┌─ Data to use
Issue #1658, opened 2025-12-15
Make Jackson waterproof and avoid it failing in native image


hohwille:
### Task summary

Issue #1644 was again one of many issues where we implemented some feature using Jackson to deserialize JSON to Java and all was green in Java but failed in GraalVM native image.
My initial plan was to find a way to disable (deep) reflection support in Jackson somehow entirely and force ourselves to always write JsonDeserializers already to make it work in Java.
However, @maybeec had a great idea that seems even better:
In PR #1655 he wrote a [JUnit test](https://github.com/maybeec/IDEasy/blob/bec640685b3b475ebdef4c6f1e54bb827602a3f8/cli/src/test/java/com/devonfw/tools/ide/nativeimage/GraalVmReflectionConfigTest.java) that tries to find all classes that we deserialize from JSON and checks that they are all listed in `reflect-config.json`. Currently this test only finds classes that implement `JsonObject` or `JsonVersionItem`.
The problem is that there are many other classes affected not found by this condition:
* `Cve`
* `ToolSecurity`
* `ToolDependency`
* `VersionRange`
* `VersionIdentifier`
* `CustomToolsJson`
* `CustomToolJson`

Side note: `JsonVersionItem` is not used by IDEasy itself but only by our UrlUpdaters that always run in JVM.
But since these classes are not inside the `cli` module, the test would not find them anyhow so it does not harm.
Since `JsonObject` is only a marker interface, we should derive `JsonVersionItem` from `JsonObject`.

My ideas on this:
* We already have `JsonMapping` to somehow centralize and wrap our Jackson configuration.
* We could even wrap Jackson entirely creating our own API to deserialize JSON that only accepts `Class<? extends JsonObject>`.
* BTW: Do we need to create separate instances of ObjectMapper or can we share a singleton instance? IMHO it is not stateful and therefore we could simply do that. Then we could even simplify our own code with the "wrapper".
* Our test can then find at least all root objects that *must*  implement `JsonObject`.
* We could find all child objects via refelection by decomposing the root objects.

If that approach turns out way too complex, we could still try to find out if we can disable the generic reflection based deserializer in Jackson what should IMHO be possible or we raise a feature request for that.

PR #1675, opened 2026-01-14
#1298: support ide-extra-tools.json #1658: prevent Jackson reflection

### LINKED ISSUE #1298: Support for extra tool
As a IDEasy, I want the ability to have second version of the same tool in my project so that I can run two different parts of my project with different version of that tool.
An example is Java where some projects may need a different version for the frontend than for the backend part because a migration is ongoing or one part is currently blocked from also upgrading to the newer java version.

As a workaround custom tools can be used but that requires to maintain a custom software repository and upload/provide all the tools there. For some vanilla tool already supported by IDEasy this overhead does not seem to make sense.

## Solution
As a solution variables like `EXTRA_«TOOL»_VERSION` and potentially `EXTRA_«TOOL»_EDITION` should be supported.
If `«tool»` gets installed (`ide install «tool»`) then we should check for `EXTRA_«TOOL»_VERSION` and if that is defined, do an extra handling:
* we create an extra installation to `$IDE_HOME/software/extra/«tool»` configured by `EXTRA_«TOOL»_VERSION`. The edition is configured by `EXTRA_«TOOL»_EDITION` but if undefined falls back to the regular edition mechanism (``«TOOL»_EDITION` with default of `«tool»` and additional existing special excuses). This installation must not be added to `PATH` or `«TOOL»_HOME` (maybe `EXTRA_«TOOL»_HOME` would be a good idea).
* if the resolved extra version and edition are identical to the regular one, we log a WARNING since then the extra tool will be identical to the regular tool and the log message should indicate that something is questionable.
* depending on the tool this feature may be disabled. E.g. for GraalVM this feature will not make sense since the default installation already resides in `extra`. Further, for IDEs I also do not see the use-case to install 2 different versions in parallel. But especially for SDKs like `java` or `dotnet` this can make sense and this is the typical use-case this story is about.

hohwille:
### Implemented changes:

* added support for ide-extra-tools.json
* added according data objects (Model for JSON)
* added serializers and deserializers
* disable bean relfection support in Jackson
* added and registered all missing serializers and deserializers
* consistently aligned all JUnits (default visiblity, JavaDoc, clean-code)

---

## Checklist for this PR

  with `internal`

### DIFF
--- a/cli/src/main/java/com/devonfw/tools/ide/tool/custom/CustomToolJsonDeserializer.java
+++ b/cli/src/main/java/com/devonfw/tools/ide/tool/custom/CustomToolJsonDeserializer.java
@@ -7,10 +7,9 @@ import com.devonfw.tools.ide.json.JsonBuilder;
 import com.devonfw.tools.ide.json.JsonObjectDeserializer;
 import com.fasterxml.jackson.core.JsonParser;
 import com.fasterxml.jackson.databind.DeserializationContext;
-import com.fasterxml.jackson.databind.JsonDeserializer;
 
 /**
- * {@link JsonDeserializer} for {@link CustomTool}.
+ * {@link JsonObjectDeserializer} for {@link CustomTool}.
  */
 public class CustomToolJsonDeserializer extends JsonObjectDeserializer<CustomTool> {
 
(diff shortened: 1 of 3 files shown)


hohwille:
I am always surprised how I can create so hard git merge conflicts with myself when I branched from the same feature-branch that was already merged... Seems this is caused by squashing so next time I really have to first complete the one PR and then pull main after its squashed merged and then create my new feature branch from that...
However, I would still consider it a bug in git if during the merge files that have been deleted/renamed suddenly show up again and have merge conflicts...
└─
*Brief:* Please transcribe, exactly and with nothing added, the lines from the first line of the material above through the line that contains "However, @maybeec had".

*Reply to the task:*
Issue #1658, opened 2025-12-15
Make Jackson waterproof and avoid it failing in native image


hohwille:
### Task summary

Issue #1644 was again one of many issues where we implemented some feature using Jackson to deserialize JSON to Java and all was green in Java but failed in GraalVM native image.
My initial plan was to find a way to disable (deep) reflection support in Jackson somehow entirely and force ourselves to always write JsonDeserializers already to make it work in Java.
However, @maybeec had a great idea that seems even better:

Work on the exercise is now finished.